Federated Farmers' bottom lines were that methane targets would be reviewed; viable and cost-effective tools would be available for farmers, and no emissions leakage would occur.
"Today's government announcement gives us a lot of confidence for the future," Langford said.
DairyNZ chair Jim van der Poel said the announcement was positive, after a lot of uncertainty for dairy farmers.
If the previous government's policy had continued, production would have been shifted to less-efficient milk producers offshore. This would have hurt farmers and the economy and led to more global emissions.
He said all paths ahead must take a science-based approach.
"While there are currently no significant technologies to reduce methane emissions from New Zealand pastoral farms, our farmers continue to make strong progress towards measuring on-farm emissions, and we look forward to contributing to the government's methane-reduction work."

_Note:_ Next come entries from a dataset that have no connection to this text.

PR #3334, opened 2024-07-10
fix: null on report modal

nensidosari:
## Changes
- quick fix for null value in title report modal 
- issue reported here: https://dailydotdev.slack.com/archives/C01L0QXQJNB/p1720605400997199

## Events

## Experiment

## Manual Testing

> [!CAUTION]

### DIFF
--- a/packages/shared/src/components/modals/report/ReportPostModal.tsx
+++ b/packages/shared/src/components/modals/report/ReportPostModal.tsx
@@ -164,7 +164,7 @@ export function ReportPostModal({
       onReport={onReportPost}
       reasons={reportOptionsForActiveReason}
       heading="Report post"
-      title={`"${post?.title}"`}
+      title={post?.title}
       footer={
         <Checkbox ref={inputRef} name="blockSource" className="font-normal">
           Don&apos;t show posts from {post?.source?.name}


packages/shared/src/components/modals/report/ReportPostModal.tsx
```diff
@@ -164,7 +164,7 @@ export function ReportPostModal({
       onReport={onReportPost}
       reasons={reportOptionsForActiveReason}
       heading="Report post"
-      title={`"${post?.title}"`}
+      title={post?.title}
```
capJavert, line 167: Not sure if we wanted the title "quoted", maybe this preserves it?
```suggestion
      title={post?.title ? `"${post.title}"` : undefined}
```

capJavert (approved):

packages/shared/src/components/modals/report/ReportPostModal.tsx
nensidosari: Ah yes didn't think of that 🤦‍♀️ thanks for noticing

rebelchris: Also in some places we use `DEFAULT_POST_TITLE` not sure if that was intended here maybe as well?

DairyNZ would continue work on affordable and effective tools and technologies for reducing emissions at farm level, "including testing methane-reducing compounds and delivery options for our pasture-based farms, and exploring low-emissions forages and genetics".
The government has previously indicated it will introduce a fair, practical pricing system by 2030.
"As a sector, we need clarity around targets and how a pricing mechanism would work with appropriate timeframes and incentives, as well as a selection of practical solutions for use on farm, before any emissions pricing system can be effective," van der Poel said.